# Wigry



## Wayne Pilato

Back in August I posted, looking for info on the vessel "WIGRY" that was wrecked off the coast of Iceland on Jan. 15, 1942. I did get a few responses and I'm wondering if anyone new has any info.

Thank you

Wayne Pilato
Neshanic Station, NJ
USA


----------



## melliget

Wayne.

You may have received this reference to WIGRY in the Miramar Ship index last time: click here

I couldn't find a report in The Times of the loss in 1942, unfortunately (a lot was happening in the war at that time), but for what it's worth, here is a brief report of the WIGRY's launch in 1912 (as HOOTON):

The Times, Wednesday, Jan 03, 1912 
LAUNCHES AND TRIAL TRIPS.- The collier Hooton,
constructed to the order of the Denaby and Cadeby
Main Collieries, was launched by Sir Raylton Dixon
and Co. at Middlesbrough.

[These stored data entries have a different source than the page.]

PR #15492, opened 2024-01-13
fix(protocol): disallow duplicate hooks

dantaik:


packages/protocol/contracts/L1/libs/LibProposing.sol
```diff
@@ -246,14 +247,21 @@ library LibProposing {
             // Run all hooks.
             // Note that address(this).balance has been updated with msg.value,
             // prior to any code in this function has been executed.
+            address prevHook;
             for (uint256 i; i < params.hookCalls.length; ++i) {
+                if (uint160(prevHook) >= uint160(params.hookCalls[i].hook)) {
+                    revert L1_INVALID_HOOK();
```
adaki2004, line 253: Is it possible that in the future Hooks will depend on each other and call sequence matters ? If so, it might not be possible to rank them based on integers, no ? 🤔

dong77: It the order matters, then one has to develop and deploy a new hook that internally calls other hooks, or one hook that just have logics from more other hooks.

davidtaikocha (approved):

packages/protocol/contracts/L1/libs/LibProposing.sol
adaki2004: Ok, be it. :) i guess we can 'worry' about this later, i dont think we will have multiple hooks (soon) anyways.

adaki2004 (approved):

PR #15493, opened 2024-01-14
feat(protocol): update a protocol comment

davidtaikocha:
Right now we still use `80` as `blockMaxTxs ` in consensus.


Brechtpd (approved):
Realistically speaking about how we will likely use the PSE circuits, I think we shouldn't have any specific limitation for this anymore. But of course also doesn't really hurt to keep it in for now.

smtmfft (approved):

PR #15506, opened 2024-01-16
feat(protocol): Strike price to token grants

adaki2004:
TKO tokens now shall be bought when withdrawn for a strike price (per TKO in stable token) - it still can be 0.

### DIFF
--- a/packages/protocol/contracts/team/TimelockTokenPool.sol
+++ b/packages/protocol/contracts/team/TimelockTokenPool.sol
@@ -59,15 +59,12 @@ contract TimelockTokenPool is EssentialContract {
         uint32 unlockPeriod;
         // Strike price per TKO (1e18) in stables (e.g. USDC) in wei.
         uint64 strikePrice;
-    }
-
-    struct Recipient {
+        // Withdrawn already
         uint128 amountWithdrawn;
-        Grant[] grants;
     }
 
     uint256 public constant MAX_GRANTS_PER_ADDRESS = 8;
-    uint256 public constant ONE_TKO_UNIT = 1 * 10 ** 18;
+    uint128 public constant ONE_TKO_UNIT = 1 * 10 ** 18;
 
     address public taikoToken;
     address public strikePriceToken;
@@ -75,7 +72,7 @@ contract TimelockTokenPool is EssentialContract {
     uint128 public totalAmountGranted;
     uint128 public totalAmountVoided;
     uint128 public totalAmountWithdrawn;
-    mapping(address recipient => Recipient) public recipients;
+    mapping(address recipient => Grant[]) public recipients;
     uint128[43] private __gap;
 
     event Granted(address indexed recipient, Grant grant);
@@ -116,14 +113,14 @@ contract TimelockTokenPool is EssentialContract {
     /// same recipient.
     function grant(address recipient, Grant memory g) external onlyOwner {
         if (recipient == address(0)) revert INVALID_PARAM();
-        if (recipients[recipient].grants.length >= MAX_GRANTS_PER_ADDRESS) {
+        if (recipients[recipient].length >= MAX_GRANTS_PER_ADDRESS) {
             revert TOO_MANY();
         }
 
         _validateGrant(g);
 
         totalAmountGranted += g.amount;
-        recipients[recipient].grants.push(g);
+        recipients[recipient].push(g);
         emit Granted(recipient, g);
     }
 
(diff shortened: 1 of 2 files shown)


packages/protocol/contracts/team/TimelockTokenPool.sol
```diff
@@ -19,6 +19,13 @@ import "lib/openzeppelin-contracts/contracts/token/ERC20/IERC20.sol";
 import "lib/openzeppelin-contracts/contracts/token/ERC20/utils/SafeERC20.sol";
 import "../common/EssentialContract.sol";
 
+/// @title IDecimals
+/// @dev Serves for calculating the common denominator (TKO vs. strike price in stables)
+interface IDecimals {
```
dantaik, line 24: You don't have to define this interface even if you want to use the decimals() function, you can use IERC20 from OZ. But I don't think you should use IDecimals in the first place as we can assume TKO's decimals is always 18 on Both Taiko L1 and L2.

packages/protocol/contracts/team/TimelockTokenPool.sol
```diff
@@ -168,18 +198,28 @@ contract TimelockTokenPool is EssentialContract {
 
     function _withdraw(address recipient, address to) private {
         Recipient storage r = recipients[recipient];
+
+        uint256 price;
```
dantaik, line 202: here price should be renamed to "cost"?

packages/protocol/contracts/team/TimelockTokenPool.sol
```diff
@@ -168,18 +198,28 @@ contract TimelockTokenPool is EssentialContract {
...
         uint128 amount;
 
         uint256 rGrantsLength = r.grants.length;
         for (uint128 i; i < rGrantsLength; ++i) {
-            amount += _getAmountUnlocked(r.grants[i]);
+            uint128 perGrantAmount;
+
+            perGrantAmount = _getAmountUnlocked(r.grants[i]);
```
dantaik, line 209: it will be great to merge these 3 lines into the _getAmountUnlocked and rename it as _getAmountAndCostUnlocked

dantaik: Here is a logical error: `r.amountWithdrawn` is the total amount withdrawn for all grants assigned to this address, previously this is ok, but now each grant has a different strike price, you have to calculated the cost per grant with its own `amountWithdrawn`. The Recipient must be modified to remove `amountWithdrawn` and put `amountWithdrawn` inside each grant`. How tests didn't capture this?

packages/protocol/test/team/TimelockTokenPool.t.sol
```diff
@@ -9,32 +9,44 @@ contract MyERC20 is ERC20 {
     }
 }
 
+contract USDC is ERC20 {
+    constructor(address recipient) ERC20("USDC", "USDC") {
+        _mint(recipient, 1_000_000_000e6);
+    }
+
+    function decimals() public view virtual override returns (uint8) {
```
dantaik, line 17: this is not used at all.

dantaik (changes requested):

packages/protocol/contracts/team/TimelockTokenPool.sol
adaki2004: `decimals()` is not part of `IER20.sol` but OK, i can remove and have it fixed unit.

packages/protocol/contracts/team/TimelockTokenPool.sol
adaki2004: Because it is a loop per grant. And it multiply the per grant amount with per grant price, so there is no logical error here.

adaki2004: Amount withdrawn is TKO.
I calculated here the cost per grant (in the loop).

amountWithdrawn and amountWithdrawable is per overall tokens not per grant! (You wrote that part of the code).

Who really cares about amountWithdrawn per grant ? If Y portion is withdrawable on grant A, and X portion is withdrawable on grant B, than -> amount withdrawabel is : Y + X

packages/protocol/test/team/TimelockTokenPool.t.sol
adaki2004: It is function overloading, so that USDC (with 6 decimals) works as expected. If you change this part, test will fail.

packages/protocol/contracts/team/TimelockTokenPool.sol
adaki2004: Done.
Tests were not catching because i set the strikePrices to 0 every existing tests, and added 2 new, but they did not intermediary steps, just X years after 100% fully unlocks, so this kind of case did not come up. Now i modified all files to have a non-zero strike price.

dantaik:
I prefer another implementation in https://github.com/taikoxyz/taiko-mono/pull/15522 with minimal changes.

PR #15680, opened 2024-02-08
feat(protocol): fix signal service multi-hop proof verification bugs

dantaik:
There are two bugs:
1. We should not allow users to specify the `crossChainSync` address, it should always be the "taiko" address on the curernt chain.
2. We should check that each hop relay -- the middleman contract that sends stateRoot as a signal to its local signal service. Previously this address is not verified correctly using the AuthorizableContract contract. Now we removed AuthorizableContract and introduce a HopRelayRegistry to verify hop relays explicitly. Note that if the signal service disabled multi-hop bridging, the HopRelayRegistry is not needed.


packages/protocol/utils/generate_genesis/taikoL2.ts
```diff
@@ -464,12 +464,6 @@ async function generateContractConfigs(
                 _paused: 1, // _FALSE
                 // Ownable2Upgradeable
                 _owner: ownerSecurityCouncil,
-                authorizedAddresses: {
```
dantaik, line 467: @davidtaikocha please check if this is the right modification. AuthorizableContract.sol is removed, and SignalService now needs an AddressMamager to init.

dionysuzx (approved):

d1onys1us:
approving as merge master. i removed the `!` as we wont worry about breaking change for now.

Brechtpd (approved):
Approved because I think this correctly links the difference chains, but still with low certainty.

dantaik:
> Approved because I think this correctly links the difference chains, but still with low certainty.

Lets disable multi-hop for now in the code.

The principal dimensions
are 275ft. 3in. long by 38ft. 9in. broad and 19ft. 8in.
deep; the carrying capacity will be about 2,500
tons. The vessel will be fitted by Messrs. George
Clark (Limited), Sunderland, with triple-expansion
engines, having cylinders 21in., 34in., and 56in.
diameter by 36in. stroke.


regards,
Martin


----------



## seavee

Just in case still of interest (just joined this forum and currently looking into history of Denaby & Cadeby Collieries' shipping, inter alia):-

http://www.teesbuiltships.co.uk/rayltondixon/hooton1912.htm

SIR RAYLTON DIXON & COMPANY, MIDDLESBROUGH

Name	HOOTON
Type	Cargo
Yard Number	567
Launched	27/12/1911
Completed	02/1912
Off. Number	133374
Engine builder	G. Clark Ltd., Sunderland
Engine type	T. 3cyl.
GRT	1892
Length (feet)	265.3
Beam (feet)	38.7
First owner	Denaby & Cadeby Main Collieries Ltd., Hull
History	
1916 Harries Bros. & Co., Swansea
1921 renamed GLANBRYDAN
1933 JENNY, G. J. Livanos, Chios
1937 Trent Maritime Co. Ltd. (S. Livanos & Co.), London
1937 RIVER DART, Jenny S.S. Co. Ltd., Gibraltar
1939 WIGRY, Baltycka Spolka Okretowa (Baltic Shipping Co.), Danzig

Fate	15/01/1942 aground in 64.05N 22.00W on passage Reykjavik for New York.


----------